2008 Joint Meeting of The Geological Society of America, Soil Science Society of America, American Society of Agronomy, Crop Science Society of America, Gulf Coast Association of Geological Societies with the Gulf Coast Section of SEPM

Paper No. 10
Presentation Time: 10:55 AM

Sensitivity Analysis of Contaminant Transport Uncertainty in Unsaturated Zone


PAN, Feng, Division of Hydrologic Science, Desert Research Institute, 755 E. Flamingo Road, Las Vegas, NV 89119, ZHU, Jianting, Division of Hydrologic Sciences, Desert Research Institute, 755 E Flamingo Road, Las Vegas, NV 89119, YE, Ming, School of Computational Science & Department of Geological Sciences, Florida State University, 441 Dirac Science Library, Tallahassee, FL 32306 and YU, Zhongbo, State Key Laboratory of Hydrology-Water Resources and Hydraulic Engineering, Hohai Univ, Nanjing 210098, China, Geoscience, Univ of Nevada at Las Vegas, 4505 Maryland Pkwy, Las Vegas, NV 89154-4010, Feng.Pan@dri.edu

The parametric uncertainty in hydrologic parameters (e.g., permeability, porosity, and water retention parameters) is significant in uncertainty of unsaturated flow and contaminant transport predictions in the unsaturated zone (UZ).

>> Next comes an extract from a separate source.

PR #8744, opened 2026-09-08
[vllm-triage] Update vllm nightly triage issue filing filter

morrison-turnansky:
The primary behavior change is for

While there have been many investigations addressing parametric uncertainty in the UZ of Yucca Mountain (YM), NV, the contribution of uncertainties in individual parameters to the uncertainty of flow and transport is yet to be systematically evaluated. The objective of this study is to identify the most influential parameters on unsaturated flow and contaminant transport uncertainty by conducting global sensitivity analysis. The probabilistic distributions of permeability and porosity for each hydrogeologic layer are identified using Lilliefors Test based on the site measurements. The distributions of the water retention parameters with sparse samples are estimated by the maximum likelihood estimation and Fisher information matrix. The random values of these parameters are generated using Latin Hypercube Sampling based on the determined probabilistic distributions. The Monte Carlo simulations of flow and transport are conducted using a 3-dimensional numerical model for the UZ of YM. The stepwise regression analysis is applied to investigate the relationships between the input parameters and the output variables. The importance of uncertainty in individual parameters to the flow and transport uncertainty is then ranked using the standardized rank regression coefficients. The outcome of this study provides important information which helps facilitate future data collection and monitoring efforts.